## Task
Nothing but the lines from the line with "rl.allowance > rate_limit" through the end of the data is to be copied, and each is to be copied exactly.

## Task data
PR #701, opened 2021-04-22
Bugfixes and improvements to rate limit check

fredrikekre:
Bugfixes and improvements to rate limit check

 - use the correct IP adress of the client
 - use `DateTime(0)` for first time connections
 - don't warn when capping the rate limit allowance
 - fix rate_limit specification with non-1 denominator

### DIFF
--- a/src/Servers.jl
+++ b/src/Servers.jl
@@ -36,6 +36,9 @@ function update!(rl::RateLimit, rate_limit)
     timepassed = float(Dates.value(current - rl.lastcheck)) / 1000.0
     rl.lastcheck = current
     rl.allowance += timepassed * rate_limit
+    if rl.allowance > rate_limit
+        rl.allowance = rate_limit
+    end
     return nothing
 end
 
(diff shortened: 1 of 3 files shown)


src/Servers.jl
```diff
@@ -51,14 +54,9 @@ soon, it is closed and discarded, otherwise, the timestamp for the
 ip address is updated in the global cache.
 """
 function check_rate_limit(tcp, rate_limit::Rational{Int})
-    ip = Sockets.getsockname(tcp)[1]
-    rate = Float64(rate_limit.num)
-    rl = get!(RATE_LIMITS[Threads.threadid()], ip, RateLimit(rate, Dates.now()))
+    ip = Sockets.getpeername(tcp)[1]
```
fredrikekre, line 57: How did this ever work before? It essentially acted like a global `rate_limiter` (same as `max_connections`) IIUC.

src/Servers.jl
```diff
@@ -51,14 +54,9 @@ soon, it is closed and discarded, otherwise, the timestamp for the
...
+    rl = get!(RATE_LIMITS[Threads.threadid()], ip, RateLimit(rate_limit, Dates.DateTime(0)))
```
fredrikekre, line 58: Use `DateTime(0)` here to not "punish" first time connections.

src/Servers.jl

## Result of this task
+    if rl.allowance > rate_limit
+        rl.allowance = rate_limit
+    end
     return nothing
 end
 
(diff shortened: 1 of 3 files shown)


src/Servers.jl
```diff
@@ -51,14 +54,9 @@ soon, it is closed and discarded, otherwise, the timestamp for the
 ip address is updated in the global cache.
 """
 function check_rate_limit(tcp, rate_limit::Rational{Int})
-    ip = Sockets.getsockname(tcp)[1]
-    rate = Float64(rate_limit.num)
-    rl = get!(RATE_LIMITS[Threads.threadid()], ip, RateLimit(rate, Dates.now()))
+    ip = Sockets.getpeername(tcp)[1]
```
fredrikekre, line 57: How did this ever work before? It essentially acted like a global `rate_limiter` (same as `max_connections`) IIUC.

src/Servers.jl
```diff
@@ -51,14 +54,9 @@ soon, it is closed and discarded, otherwise, the timestamp for the
...
+    rl = get!(RATE_LIMITS[Threads.threadid()], ip, RateLimit(rate_limit, Dates.DateTime(0)))
```
fredrikekre, line 58: Use `DateTime(0)` here to not "punish" first time connections.

src/Servers.jl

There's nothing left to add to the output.